PR #320, opened 2023-06-01
Limit CronJob and StatefulSet name length

sivanov-nuodb:
**Issues**

Using long identifiers for cluster, domain, and database names can cause issues in creating Kubernetes primitives. StatefulSet names can't exceed 52 chars until https://github.com/kubernetes/kubernetes/issues/64023 is fixed. Truncating CronJob names to 52 charts may omit the backup group name and lead to duplicate resources.

**Changes**

- Limit the _database_ StatefulSet names to 52 chars.  If the name exceeds the limit, add a 7 chars SHA256 hash suffix to avoid collisions.
- Limit the backup CronJob names to 52 chars. If the name exceeds the limit, add a 7 chars SHA256 hash suffix to avoid collisions.
- Added `component` label to all workloads (Deployment, StatefulSet) and `role` label to SM StatefulSets. This will simplify filtering workloads per component type.

**Example**

```
$ helm install admin  stable/admin \
  -f values.yaml \
  --set admin.domain=superlongdomainname
$ helm install database stable/database \
    -f values.yaml \
    --set admin.domain=superlongdomainname \
    --set database.name=superlongdatabasename

$ kubectl get pods
NAME                                                              READY   STATUS             RESTARTS      AGE
admin-superlongdomainname-cluster0-0                              1/1     Running            0             2m11s
sm-database-superlongdomainname-cluster0-sup-088aace-0            1/1     Running            0             85s
te-database-superlongdomainname-cluster0-superlongdat-786fhz5rv   1/1     Running            0             85s

$ kubectl get cronjobs
NAME                                                   SCHEDULE      SUSPEND   ACTIVE   LAST SCHEDULE   AGE
full-hotcopy-superlongdomainname-superlongda-ff68eea   35 22 * * 6   False     0        <none>          101s
incremental-hotcopy-superlongdomainname-supe-66c725e   ?/2 * * * *   False     1        78s             101s
journal-hotcopy-superlongdomainname-superlon-1f8ea1e   ?/1 * * * *   False     2        18s             101s
```

**Testing**

- new integration tests
- regression testing

### DIFF
--- a/stable/database/templates/_helpers.tpl
+++ b/stable/database/templates/_helpers.tpl
@@ -26,6 +26,13 @@ and we have to allow for added suffixes including "-hotcopy" and "-NN" where NN 
 {{- end -}}
 
 {{/*
+The StatefulSet name is limited to 52 charts (https://github.com/kubernetes/kubernetes/issues/64023).
+*/}}
+{{- define "database.statefulset.name" -}}
+{{ template "truncWithHash" (list . 52) }}
+{{- end -}}
+
+{{/*
 Create chart name as used by the chart label.
 */}}
 {{- define "database.chart" -}}
--- a/stable/database/templates/_helpers.tpl
+++ b/stable/database/templates/_helpers.tpl
@@ -261,7 +261,8 @@ into account any schedule overrides configured per backup group.
 Renders the name of the HotCopy CronJob
 */}}
 {{- define "hotcopy.cronjob.name" -}}
-{{ printf "%s-hotcopy-%s-%s-%s" .hotCopyType .Values.admin.domain .Values.database.name .backupGroup | trunc 52 | trimSuffix "-" }}
+{{- $name := printf "%s-hotcopy-%s-%s-%s" .hotCopyType .Values.admin.domain .Values.database.name .backupGroup -}}
+{{ template "truncWithHash" (list $name 52) }}
 {{- end -}}
 
 {{/*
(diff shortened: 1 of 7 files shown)


stable/database/templates/_helpers.tpl
```diff
@@ -261,7 +268,8 @@ into account any schedule overrides configured per backup group.
 Renders the name of the HotCopy CronJob
 */}}
 {{- define "hotcopy.cronjob.name" -}}
-{{ printf "%s-hotcopy-%s-%s-%s" .hotCopyType .Values.admin.domain .Values.database.name .backupGroup | trunc 52 | trimSuffix "-" }}
+{{- $name := printf "%s-hotcopy-%s-%s-%s" .hotCopyType .Values.admin.domain .Values.database.name .backupGroup -}}
```
adriansuarez, line 271: I'm always confused about how these values get evaluated. How can we evaluate `.hotCopyType` and also have access to the root context to be able to get `.Values.admin.domain` and `.Values.database.name`?

stable/database/templates/_helpers.tpl
```diff
@@ -616,3 +624,23 @@ rendered, false otherwise.
...
+length exceeds the supplied max length, a 7 characters SHA256 hash is
+calculated and appended to the truncated string to make it unique.
+*/}}
+{{- define "truncWithHash" -}}
+{{- $s := index . 0 -}}
+{{- $max := index . 1 -}}
+{{- if not (typeIs "string" $s) -}}
+{{- fail (printf "truncWithHash template failed: not supported type '%s'" (typeOf $s)) -}}
+{{- end -}}
+{{- if gt (len $s) $max -}}
```
adriansuarez, line 639: Is there a minimum max value we should enforce? Obviously, you can't pass in max less than or equal to 8 since we reserve space for the hash suffix.

adriansuarez (approved):
Looks good.

stable/database/templates/_helpers.tpl
sivanov-nuodb: Right. Lacking the ability to define custom functions (or at lest I don't know how to do it) forces us to declare named templates and use them as they were functions. The problem is that there is no way to explicitly define the input variables. Another downside is that you can't use these templates with the Helm pipeline syntax.
I found an interesting [blog post](https://itnext.io/use-named-templates-like-functions-in-helm-charts-641fbcec38da) with more tricks.

stable/database/templates/_helpers.tpl
sivanov-nuodb: Good point! I will add validation for that.

bkelly-ndb (approved):
Nice change!

kontaras (approved):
____________________
**What the exercise asks:**
Check which lines of the entries hold the word "names", then please give only how many there are.

**The answer:**
3